The operational basis of a GLV is much simpler than that of an interferometric vibrometer. As shown in figure 5 it consists of two main parts - the laser and the detector.

Figure 5. Schematic of a grazing laser vibrometer.

The laser beam is directed on to the vibrating object and the reflection is gathered by the detector. The underlying concept of how the vibration frequency of the object is detected is different than that which is applied in LDV. While LDV detects the frequency by detecting the velocity of movement by Doppler Effect, GLV detects the intensity changes in the reflected laser beam introduced by the vibrating object. When the object is deflected away from laser (position 2 in figure 5), the distance the laser beam must travel becomes larger. Therefore laser beam intensity that returns to detector is smaller and vice versa when the object is deflected towards the laser (position 1 in figure 5). The change in laser beam intensity is caused by the inverse square law, which states that the intensity or irradiance of a light source is inversely proportional to square of the distance it has travelled. The square law is shown in equation, where I stands for intensity of light and d stands for distance.

Another thing that must be noted is that the position of the reflection on the detector also changes with changing deflection, as shown in figure 5. For detectors that do not have a constant sensitivity over the whole area, it must be taken into account that there will be some inconsistencies because of the position change of the reflected laser beam on the detector.
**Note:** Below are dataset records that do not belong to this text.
PR #757, opened 2024-05-06
refactor tree encoder: add encoding dict, param unseen, inverse transform

### LINKED ISSUE #588: replace attribute encoding pipeline for encoding dictionary

### LINKED ISSUE #728: Parametrize unseen for the OrdinalEncoder in DecisionTreeEncoder

solegalli:
closes #729 
closes #728 
closes #588


solegalli:
Hey @VascoSch92 @glevv @93lorenzo

If you have a minute to spare, a quick look to see that there is nothing big that I am missing will be much appreciated :)

tests/test_encoding/test_decision_tree_encoder.py
```diff
@@ -2,24 +2,97 @@
...
-def test_encoding_method_param(df_enc):
-    # defaults
+# init parameters
+@pytest.mark.parametrize("enc_method", ["count", False, 1])
+def test_error_if_encoding_method_not_permitted_value(enc_method):
+    msg = (
+        "`encoding_method` takes only values 'ordered' and 'arbitrary'."
+        f" Got {enc_method} instead."
+    )
+    with pytest.raises(ValueError) as record:
```
glevv, line 17: pytest.raises(ValueError, match=msg) is way cleaner

tests/test_encoding/test_decision_tree_encoder.py
```diff
@@ -2,24 +2,97 @@
...
+@pytest.mark.parametrize("precision", ["string", 0.1, -1, np.nan])
+def test_error_if_precision_gets_not_permitted_value(precision):
+    msg = "Parameter `precision` takes integers or None. " f"Got {precision} instead."
+    with pytest.raises(ValueError) as record:
+        DecisionTreeEncoder(precision=precision)
+    str(record.value) == msg
+
+
+@pytest.mark.parametrize(
+    "params",
```
glevv, line 54: Another IMO more readable way would be:

"encoding_method,ignore_format,precision,unseen,fill_value" instead of "params"
and then 
def test_init_param_assignment(encoding_method, ignore_format, precision, unseen, fill_value):
    DecisionTreeEncoder(
        encoding_method=encoding_method,
        ignore_format=ignore_format,
        precision=precision,
        unseen=unseen,
        fill_value=fill_value,
    )

feature_engine/encoding/decision_tree.py
```diff
@@ -261,16 +308,27 @@ def fit(self, X: pd.DataFrame, y: pd.Series):
...
             ]
         )
 
-        encoder_.fit(X, y)
+        Xt = pipe.fit_transform(X, y)
+
+        encoder_ = {}
+        if self.precision is None:
+            for var in variables_:
+                encoder_[var] = dict(zip(X[var], Xt[var]))
```
VascoSch92, line 323: Just to be sure: the variable `variables_` doesn't contain duplicated values right?

Otherwise, this line of code could create some bugs. ;-)

93lorenzo: Great question, but It should not contain duplicates. 
`_variables` is derived from the [select_dtypes](https://github.com/feature-engine/feature_engine/blob/46155a0b51def2bf96c1c4719a3dd9bfd11f78d3/feature_engine/variable_handling/find_variables.py) function

VascoSch92: Thanks for the answer. 

It was just to be sure ;-)

tests/test_encoding/test_decision_tree_encoder.py
solegalli: thanks!

tests/test_encoding/test_decision_tree_encoder.py
solegalli: Done, thank you

solegalli:
Thank you guys! @93lorenzo @glevv @VascoSch92 

Really appreciate it :)

93lorenzo (approved):

tests/test_encoding/test_decision_tree_encoder.py
```diff
@@ -2,24 +2,96 @@
...
+
+@pytest.mark.parametrize(
+    "unseen", ["string", False, ("raise", "ignore"), ["ignore"], np.nan]
+)
+def test_error_if_unseen_gets_not_permitted_value(unseen):
+    msg = (
+        "Parameter `unseen` takes only values ignore, raise, encode. "
+        f"Got {unseen} instead."
+    )
+    with pytest.raises(ValueError) as record:
```
glevv, line 29: Miss one

tests/test_encoding/test_decision_tree_encoder.py
```diff
@@ -163,3 +222,119 @@ def test_assigns_param_grid(grid):
...
+            "var_B": ["C", "YYY", "ZZZ"],
+        }
+    )
+    var_ls = "var_A, var_B"
+    msg = (
+        "During the encoding, NaN values were introduced in the feature(s) "
+        f"{var_ls}."
+    )
+    # new categories will raise an error
+    with pytest.raises(ValueError) as record:
```
glevv, line 286: Also look at this one

solegalli: Yep, I didn't miss them. I changed them to match=msg, but then these 2 returned an error which I didn't understand and I was lazy to resolve. Although the messages were identical, the test failed, and it said something about did you want to **escape** something? Did you come across this before? Probably something to do with regex. which is not my forte :/

glevv: both lines of the msg should be f-strings in both cases

solegalli: Hmm, not sure I follow: This is the error

```
E       AssertionError: Regex pattern did not match.
E        Regex: 'During the encoding, NaN values were introduced in the feature(s) var_A, var_B.'
E        Input: 'During the encoding, NaN values were introduced in the feature(s) var_A, var_B.'
E        Did you mean to `re.escape()` the regex?
```

And this is the code:

```
def test_fit_errors_if_new_cat_values_and_unseen_is_raise_param(df_enc):
    encoder = DecisionTreeEncoder(unseen="raise", regression=False)
    encoder.fit(df_enc[["var_A", "var_B"]], df_enc["target"])
    X = pd.DataFrame(
        {
            "var_A": ["A", "ZZZ", "YYY"],
            "var_B": ["C", "YYY", "ZZZ"],
        }
    )
    var_ls = "var_A, var_B"
    msg = (
        f"During the encoding, NaN values were introduced in the feature(s) {var_ls}."
    )
    # new categories will raise an error
    with pytest.raises(ValueError, match=msg):
        encoder.transform(X)
    # assert str(record.value) == msg
```

What am I doing wrong?

glevv: Oh, I see. Match is a regex patter search, so it gets confused by `(s)` put an escape characters like this

`f"During the encoding, NaN values were introduced in the feature\(s\) {var_ls}."`

93lorenzo: I think it is the parentesis "()".
I assume the match of the msg uses some regex, and having "()" within the string trigger some regex patterns and throws the exception.

glevv: Updated the comment

tests/test_encoding/test_decision_tree_encoder.py
glevv: This one should also be fixed

solegalli: Is this comment new? I don't think I left any record in the file I committed last. Just doubled checked and didnt find any left.

The error comes from the values within parametrize, when I pass a list or a tuple, say ["raise", "ignore"] and then that tuple is passed as {unseen}, it doesn't like it. But it resolved with re.escape(message here)

tests/test_encoding/test_decision_tree_encoder.py
```diff
@@ -1,25 +1,98 @@
...
+    )
+    with pytest.raises(ValueError, match=msg):
+        DecisionTreeEncoder(encoding_method=enc_method)
+
+
+@pytest.mark.parametrize(
+    "unseen", ["string", False, ("raise", "ignore"), ["ignore"], np.nan]
+)
+def test_error_if_unseen_gets_not_permitted_value(unseen):
+    msg = re.escape(
```
solegalli, line 27: @glevv fixed here

PR #766, opened 2024-05-19
add transformer that combines features with decision trees

### LINKED ISSUE #107: create new features by combining variables with decision trees

solegalli:
closes #107 
superseeds #454 

- [x] add example to docstring
- [x] add user guide
- [x] add transformer to readme and index


feature_engine/creation/decision_tree_features.py
```diff
@@ -0,0 +1,461 @@
...
+        param_grid: Optional[Dict[str, Union[str, int, float, List[int]]]] = None,
+        regression: bool = True,
+        random_state: int = 0,
+        missing_values: str = "raise",
+        drop_original: bool = False,
+    ) -> None:
+
+        if precision is not None and (not isinstance(precision, int) or precision < 1):
+            raise ValueError(
+                "precision must be None or a positive integer. "
```
VascoSch92, line 205:
```suggestion
                "precision must be None or a non-zero positive integer. "
```

PR #772, opened 2024-06-17
Numpy2 0 0 updates np.Inf vs np.inf

olikra:
Update tests for compatibility of numpy2_0_0 regarding np.Inf vs. np.inf


olikra:
@solegalli I assume you have to merge these changes into base branch to retest the other open pulls...

solegalli:
Thank you @olikra ! It's the never-ending story with the updates from numpy, pandas and sklearn.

Immediately one major drawback of this system can be seen from the arrangement in figure 5. As the distance between the detector and object is increased it becomes more complicated to aim and direct the reflected beam onto the detector surface. But at small distances, not exceeding one meter, the alignment process is comparatively simple and fast.

The main differences between a GLV and LDV are sensitivity, detectable frequency range, resolution, and price. Advanced LDV systems that are available on the market can have amplitude resolution of 1.5 pm and maximum vibration frequency as high as 1.2 GHz. As well the price of such systems reaches as high as tens of thousands of euros. After reviewing the available devices on the market, it was visible that none of them apply the principle of previously described GLV and even the cheapest LDV systems cost in the range of thousands of euros. As will be shown in the following part of this thesis, it is possible to develop a simple low-cost vibration measurement system based on GLV operational principle.